TiVo Stream 4K - Expansion Options


----------



## Moebius

JOSHSKORN said:


> I actually created a thread a little while back where I went through this entire post and other comments where I posted a straight-forward list as to what works and what does not. Keep in mind that I haven't updated it in awhile. The device you linked to for Ethernet connectivity, I'd listed on my post awhile back.
> 
> TiVo Stream 4K - Expansion Options


That might be where I saw it. I had bounced around multiple threads and forums researching before I ordered one.


----------



## JOSHSKORN

Moebius said:


> That might be where I saw it. I had bounced around multiple threads and forums researching before I ordered one.


Cool. 

I don't even own a TS4K yet, I'd been waiting for more updates and it looks like as of the last update, it's a go. Probably this weekend.


----------



## dbpaddler

Considering this device is like a test device for their cable based boxes, this thing will get supported quite well for a while I imagine. Just a slower road than we hoped. And it's not all tivo. Some of the issues are google related as other Android tv devices have had some similar issues to one's reported here and on Reddit, like the dts audio issue. 

Sent from my SM-N975U1 using Tapatalk


----------



## JOSHSKORN

Usmcnyc said:


> I have both ethernet and a 2TB WD Passport hooked up and working flawlessly on my Stream 4k. It took some experimentation but I'm using my Xiaomi Quickcharge adapter for power (I assume any quickcharge power brick would suffice, you just need enough power), then a Sabrent hb-mc3b hub which is connected via USB-C using a Nonda usb-c to usb adaptor. Then I have a TVxStream USB ethernet adapter and the WD 2TB passport plugged into the hub. All works well, 2TB drive is instantly recognized by the Stream 4k and Kodi and I'm getting 100mbps via ethernet.
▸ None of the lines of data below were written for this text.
PR #1052, opened 2022-07-01
chore(ui-source-code-editor): update codemirror dependencies

ke1k0:
Closes: INSTUI-3510


matyasf (approved):
looks good. One question: For me voiceOver was reading what was unselected in the CodeEditor before too, what has changed?

ke1k0:
> looks good. One question: For me voiceOver was reading what was unselected in the CodeEditor before too, what has changed?

The change here is that when you select some text and delete it, the SR has to read it was deleted, the current live version doesn't (just reads the selection itself).

HerrTopi (approved):

PR #1054, opened 2022-07-04
INSTUI-3494 : support React 18

matyasf:
Note that it's still not running sometimes in parallel mode because we're still using `ReactDOM.render` in a few places (e.g. Alert)

To test:
Set React's version to 17 in the main package JSON's `resolutions` field and run some tests

### DIFF
--- a/packages/shared-types/package.json
+++ b/packages/shared-types/package.json
@@ -23,7 +23,9 @@
     "access": "public"
   },
   "dependencies": {
-    "prop-types": "^15",
-    "react": "^17.0.0"
+    "prop-types": "^15"
+  },
+  "peerDependencies": {
+    "react": ">=16.8 <=18"
   }
 }
--- a/packages/ui-flex/src/Flex/index.tsx
+++ b/packages/ui-flex/src/Flex/index.tsx
@@ -88,7 +88,8 @@ class Flex extends Component<FlexProps> {
   }
 
   renderChildren(children: FlexProps['children']) {
-    return Children.map(children, (child) => {
+    // TODO this might fail if children are () => ReactNode
+    return Children.map(children as React.ReactNode, (child) => {
       if (!child) {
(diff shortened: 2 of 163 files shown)


packages/shared-types/package.json
```diff
@@ -23,7 +23,9 @@
     "access": "public"
   },
   "dependencies": {
-    "prop-types": "^15",
-    "react": "^17.0.0"
```
matyasf, line 27: This was a bug, we should never add React directly as a dependency

packages/ui-flex/src/Flex/index.tsx
```diff
@@ -88,7 +88,8 @@ class Flex extends Component<FlexProps> {
   }
 
   renderChildren(children: FlexProps['children']) {
-    return Children.map(children, (child) => {
+    // TODO this might fail if children are () => ReactNode
```
matyasf, line 91: React 18 has better types for some things, if it uncovered a potential bug I've left a comment.

packages/ui-react-utils/src/callRenderProp.ts
```diff
@@ -43,21 +34,7 @@ import React, {
...
-        P,
-        ClassicComponent<P, ComponentState>,
-        ClassicComponentClass<P>
-      >
-    | ComponentClass<P>
-    | ReactNode
-    | (() => ReactNode),
-  props: P = {} as P
-) {
+function callRenderProp<P>(value: Renderable<P>, props: P = {} as P) {
```
matyasf, line 37: Extracting this type resulted in lots of small changes. This was needed because React 18 has better checks and we could broaden the type in cases where a prop value ended up as a parameter for this function.

HerrTopi (approved):
Seems nice. Tested as suggested

Brailor (approved):

PR #390, opened 2018-08-02
Remove the `if` conditionals to improve test coverage

bdunne:
Prevent the module from running when required by hooking the class definition and stubbing the call to `.new` during require.  Doing this ensures that the `.new` calls a real class that already exists.

Unfortunately, the class name is occasionally misspelled and this code path was previously not covered.  This adds test coverage for this path.


mkanoor:
@bdunne 
This skews the coverage and now only covers the calling of block around the main. All other data is lost

bdunne:
Okay, updated the PR with the new approach to increasing test coverage.  Let me know what you think @mkanoor 
There are a few classes outside of the "ManageIQ::Automate" namespace that are not covered by this change, but I think those should be addressed by changing the namespacing in a separate PR.
cc @Fryguy

content/automate/ManageIQ/AutomationManagement/AnsibleTower/Operations/Methods.class/__methods__/available_credentials.rb
```diff
@@ -63,6 +63,4 @@ def fill_dialog_field(list)
   end
 end
 
-if __FILE__ == $PROGRAM_NAME
-  ManageIQ::Automate::AutomationManagement::AnsibleTower::Operations::AvailableCredentials.new.main
-end
+ManageIQ::Automate::AutomationManagement::AnsibleTower::Operations::AvailableCredentials.new.main
```
jrafanie: Is that the intention?  To instantiate this class unconditionally?

bdunne: Yes.  In test, https://github.com/ManageIQ/manageiq-content/pull/390/files#diff-93830fa29d616f7c87903d08b5b1b29aR66 will catch this on load and raise if the constant doesn't exist.  I don't think there is any other use case for this conditional.

spec/support/shared/examples/drew_test_spec.rb
```diff
@@ -1,14 +0,0 @@
-RSpec.shared_examples "automate_engine_call" do |filename|
-  it "drew test" do
```
jrafanie: `it "drew my attention" do`

jrafanie: lol

content/automate/ManageIQ/AutomationManagement/AnsibleTower/Operations/Methods.class/__methods__/available_credentials.rb
jrafanie: What about non-test code?   Does this file get required ever?

bdunne: @mkanoor can you confirm that this is never `require`d or `load`ed?

mkanoor: @bdunne That if conditional is to only allow the method to be called when its executed from the Automate engine. If we remove the condition it breaks that logic.

bdunne: @mkanoor The two cases I know of are:
- Tests: we don't want to run the code
- Execution: we want the code to run in the automation engine

Are there any other cases where these files are required or loaded and we don't want it to run?

mkanoor: @bdunne 
During testing we only want to run the code when we have a test setup done, so that the invocation doesn't fail. That would give us the 100% coverage. Today we test everything for these new methods except for the if block code.

Not all newer classes have the If Block.

spec/spec_helper.rb
```diff
@@ -45,3 +45,45 @@ def domain_file
...
+      hooked << klass
+      klass.define_singleton_method(:new) do |*_args|
+        AutomateClassDefinitionHook::TestLoadStub.new
+      end
+    end
+  end
+
+  def self.unhook
+    hooked.delete_if do |klass|
+      klass.singleton_class.redefine_method(:new) { |*args| super(*args) }
```
Fryguy: Prefer `remove_method` instead of `redefine_method` to call super.  This way it goes back to the original implementation.

PR #396, opened 2018-08-09
ManageIQ and the default automate domain don't require the savon gem

bdunne:
https://bugzilla.redhat.com/show_bug.cgi?id=1573658

### DIFF
--- a/manageiq-content.gemspec
+++ b/manageiq-content.gemspec
@@ -15,8 +15,6 @@ Gem::Specification.new do |s|
 
   s.files = Dir["{content,lib}/**/*", "LICENSE.txt", "Rakefile", "README.md"]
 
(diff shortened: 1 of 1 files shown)


bdunne:
@gmcculloug Yes, I know, but there are RFE BZ's to update the version of the dependency.  So, rather than updating the version and breaking customers in unexpected ways, I'd rather remove the dependency entirely (since our code does not depend on it).

Since it is not our dependency it creates a number of questions:
- What version do we upgrade to?
  - Do we sample a group of people and find the closest version that they can agree on?
  - How do we communicate the change?
- Do we never upgrade?
- If there is a security issue, are we stuck trying to backport fixes to an unmaintained version?

PR #398, opened 2018-08-13
Add CustomButtonEvent to automate explorer

tumido:
Adding `CustomButtonEvent` to the automate explorer.

Related: https://github.com/ManageIQ/manageiq/pull/17764

cc @lfu Can you help me please? Is this all I need to do? Or should I create `System/Event/CustomButtonEvent.class` folder instead? If so, how do I generate the `__class__.yaml` file?

@miq-bot add_label enhancement, events

### DIFF
--- a/content/automate/ManageIQ/System/Event/CustomButtonEvent/UI.class/button.trigger.start.yaml
+++ b/content/automate/ManageIQ/System/Event/CustomButtonEvent/UI.class/button.trigger.start.yaml
@@ -1,0 +1,10 @@
+---
+object_type: instance
+version: 1.0
+object:
+  attributes:
+    display_name: 
+    name: button.trigger.start
+    inherits: 
+    description: 
+  fields: []
--- a/content/automate/ManageIQ/System/Event/CustomButtonEvent/__namespace__.yaml
+++ b/content/automate/ManageIQ/System/Event/CustomButtonEvent/__namespace__.yaml
@@ -1,0 +1,10 @@
+---
+object_type: namespace
+version: 1.0
+object:
+  attributes:
+    name: CustomButtonEvent
+    description: 
+    display_name: 
+    priority: 
+    enabled: 
--- a/content/automate/ManageIQ/System/Event/CustomButtonEvent/UI.class/__class__.yaml
+++ b/content/automate/ManageIQ/System/Event/CustomButtonEvent/UI.class/__class__.yaml
@@ -1,0 +1,433 @@
+---
+object_type: class
+version: 1.0
+object:
+  attributes:
+    description: 
+    display_name: 
+    name: UI
+    type: 
+    inherits: 
+    visibility: 
+    owner: 
+  schema:
+  - field:
+      aetype: assertion
+      name: guard
+      display_name: 
+      datatype: string
+      priority: 1
+      owner: 
+      default_value: 
+      substitute: true
+      message: create
+      visibility: 
+      collect: 
+      scope: 
+      description: 
+      condition: 
+      on_entry: 
+      on_exit: 
+      on_error: 
+      max_retries: 
+      max_time: 
+  - field:
+      aetype: attribute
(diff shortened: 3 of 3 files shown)


lfu:
@tumido Please follow [this guide](http://talk.manageiq.org/t/creating-a-pull-request-for-enhancements-to-manageiq-automate-domain/1041) when working on automate modeling.

We need to add a new namespace ```CustomButtonEvent``` and new classes for all ```source``` values. You can copy class schema from existing ones then rename it. New instances can be added for each class based on ```event_type``` value.

tumido:
@lfu I'm finally starting to understand the workflow! :wink: And now I see why it doesn't make much sense to have the `event_type` named `custom_event_button` as you suggested in the core PR.

What would you say if we rename it to `button_triggered` or something like that? So it would look like:

- `System/Event` has a new namespace `CustomButtonEvent`
- `CustomButtonEvent` has a new class `UI`
- in this class there is a new instance `button_triggered` (the `event_type` would be adjusted in core of course)

It's much better readable and easier to follow to me. What do you think?

lfu:
@tumido The new structure layout looks good. 👍 
[Peter's book](https://pemcg.gitbooks.io/mastering-automation-in-cloudforms-4-2-and-manage/content/introduction_to_the_automate_datastore/chapter.html) can help you get familiar with automate. Just go through the first couple of chapters, specially about coping a class.

The new class is not correct. It should be similar to [this class](https://github.com/ManageIQ/manageiq-content/blob/9e53dd12d0b642452d732513fc454903b92cef4b/content/automate/ManageIQ/System/Event/EmsEvent/VC.class/__class__.yaml).  We can have a bluejeans session if you need help.

content/automate/ManageIQ/System/Event/CustomButtonEvent/__namespace__.yaml
```diff
@@ -0,0 +1,10 @@
+---
+object_type: namespace
+version: 1.0
+object:
+  attributes:
+    name: CustomButtonEvent
+    description: ''
```
lfu: Please leave the description empty if you don't have one.

tumido:
@lfu, can you please review the scheme now? Also I'm not sure if I should have kept the `message` field the same as for the example you've linked before.

Thanks for the link to the book, btw. :+1:  It was helpful!

lfu:
Other than the new event_type ```button_triggered```, it looks good to me 👍

tumido:
@lfu haha, what do you mean other than the new `event_type`? What would you suggest to name it? :wink: I'd gladly change it to anything which is more likable and represents the event well.

lfu:
@tumido Are we going to take any action in automate when the event comes in? If we won't do anything based on the event in automate, then we can use the ```.missing``` instance like [this](https://github.com/ManageIQ/manageiq-content/blob/master/content/automate/ManageIQ/System/Event/EmsEvent/VC.class/_missing.yaml) which works as a default for any ```event_type``` that are not listed under the class.

gmcculloug:
@lfu There are no default actions required on these events at the moment.  However, since we are only emitting a single event right now I would prefer to keep the event name tied to the instance name, otherwise it is difficult for users to know what events would be expected.  The `.missing` is great when we do not control the source and there are potentially unexpected event types we need to process.

Maybe there is a better way to solve this, not sure.

content/automate/ManageIQ/System/Event/CustomButtonEvent/UI.class/button.trigger.start.yaml
```diff
@@ -0,0 +1,10 @@
+---
+object_type: instance
+version: 1.0
+object:
+  attributes:
+    display_name: 
+    name: button_triggered
```
lfu: You forgot to rename it here.

lfu:
@tumido The last commit was manually modified. Please follow the guide. Thanks.

Issue #360, opened 2018-07-13
Implement specs for transformation methods


fdupont-redhat:
Over time, the Transformation namespace has been populated to implement new features, but no spec has been provided, increasing the overall technical debt of the project. This issue tracks the implementation of specs for this namespace, in order to reach full coverage:

- [x] [[PR#441]](https://github.com/ManageIQ/manageiq-content/pull/441) /Transformation/Common.class/__methods__/acquiretransformationhost.rb
- [x] [[PR#408]](https://github.com/ManageIQ/manageiq-content/pull/408) /Transformation/Common.class/__methods__/assesstransformation.rb
- [X] [[PR#385]](https://github.com/ManageIQ/manageiq-content/pull/385) /Transformation/Infrastructure/VM/Common.class/__methods__/restorevmattributes.rb
- [x] [[PR#391]](https://github.com/ManageIQ/manageiq-content/pull/391) [[PR#410]](https://github.com/ManageIQ/manageiq-content/pull/410) /Transformation/Infrastructure/VM/Common.class/__methods__/utils.rb
- [x] [[PR#441]](https://github.com/ManageIQ/manageiq-content/pull/441) /Transformation/Infrastructure/VM/rhevm.class/__methods__/checkpoweredon.rb
- [x] [[PR#399]](https://github.com/ManageIQ/manageiq-content/pull/399) /Transformation/Infrastructure/VM/Common.class/__methods__/checkvmininventory.rb
- [x] [[PR#421]](https://github.com/ManageIQ/manageiq-content/pull/421) /Transformation/TransformationHosts/Common.class/__methods__/utils.rb
- [x] [[PR#433]](https://github.com/ManageIQ/manageiq-content/pull/433) /Transformation/TransformationHosts/Common.class/__methods__/killvirtv2v.rb
- [x] [[PR#421]](https://github.com/ManageIQ/manageiq-content/pull/421) /Transformation/TransformationHosts/ovirt_host.class/__methods__/utils.rb

**Previously specified methods that have been removed from the repo:**
/Transformation/Infrastructure/VM/Common.class/__methods__/poweroff.rb
/Transformation/Infrastructure/VM/Common.class/__methods__/poweron.rb
/Transformation/Infrastructure/VM/vmwarews.class/__methods__/collapsesnapshots.rb
/Transformation/Infrastructure/VM/vmwarews.class/__methods__/setmigrated.rb
[...]

PR #399, opened 2018-08-13
Refactor and add specs for Transformation - CheckVMInInventory

fdupont-redhat:
The PR also adds the specs for this method, according to https://github.com/ManageIQ/manageiq-content/issues/360.

When writing the method, it was clear that checking for virtual machine in the VMDB is not specific to the provider. This PR refactors the code to make it generic and split the code in up-to-5-lines methods. It also means moving the method and updating the Transformation state machine.

Associated BZ: https://bugzilla.redhat.com/show_bug.cgi?id=1600870


fdupont-redhat:
@miq-bot add-label blocker

simaishi:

Hope this helps anyone looking to get it all sorted. Everything can be purchased on Amazon.
> 
> https://www.amazon.com/gp/product/B07Z7VPWTL/ref=ppx_yo_dt_b_asin_title_o09_s00?ie=UTF8&psc=1
> 
> https://www.amazon.com/Sabrent-Premium-Aluminum-MacBook-HB-MC3B/dp/B00YFQ7M88/ref=sr_1_3?dchild=1&keywords=HB-MC3B)&qid=1599771147&s=electronics&sr=1-3
> 
> https://www.amazon.com/gp/product/B076W5MNTX/ref=ppx_yo_dt_b_asin_title_o03_s00?ie=UTF8&psc=1


Sorry, I'm a little slow to understand this Can you clarify your hookup scenario? I used numbers (for items in line) to help me understand the hookup chain.

(1)TS4K >> (2) nonda USB-C to USB 3.0 adapter >> (3) USB 3.0 Hub

From the Hub:
(4a) 2TB WD Passport
(4b) TVxStream USB ethernet adapter

With that said, where does the _Xiaomi Quickcharge adapter_ for power you mention of, come into place? I'm thinking of a larger hard drive than 2TB, but I'm pretty sure that anything larger would require a power source. Actually, I wouldn't know if anything larger is compatible...is it?

Also, I'm confused with the link for the TVxStream USB Ethernet adapter. I see pictures with cables that don't look the same. Can you clarify if that's the right link? Also, it says something about MicroUSB and I assumed that port was already used to power the TS4K.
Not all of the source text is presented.